- Exercise prompt: Every line from the line containing "Please see individual" through the final line below is to be repeated exactly; no other line is.

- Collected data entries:
== Segment start ==
PR #8, opened 2021-05-25
Include CHANGELOG.md and tox.ini in sdists

jwodder:


yarikoptic:
actually -- nevermind, I will submit a crude PR to suspend temporarily autopublishing jsonschemas in https://github.com/dandi/dandischema/pull/8 following #2 discussion

PR #13, opened 2021-05-25
Fix/schemakey metaclass

yarikoptic:
Please see individual commit messages for some extra metadata.

Supplement to #6

May be we should drop that `enum` special handling altogether and then assignment of that `const`?

edit: FWIW tried to sort `dct` in metaclass for no effect on produced jsonschema


yarikoptic:
argh, we need precommit here!

satra:
we are abusing schemaKey a bit. while we are making a distinction in the code between publishedasset and publisheddandiset, they are both of type dandiset and asset. i.e. the publishing metadata does not change the type.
== Segment end ==
- Expected answer:
Please see individual commit messages for some extra metadata.

Supplement to #6

May be we should drop that `enum` special handling altogether and then assignment of that `const`?

edit: FWIW tried to sort `dct` in metaclass for no effect on produced jsonschema


yarikoptic:
argh, we need precommit here!

satra:
we are abusing schemaKey a bit. while we are making a distinction in the code between publishedasset and publisheddandiset, they are both of type dandiset and asset. i.e. the publishing metadata does not change the type.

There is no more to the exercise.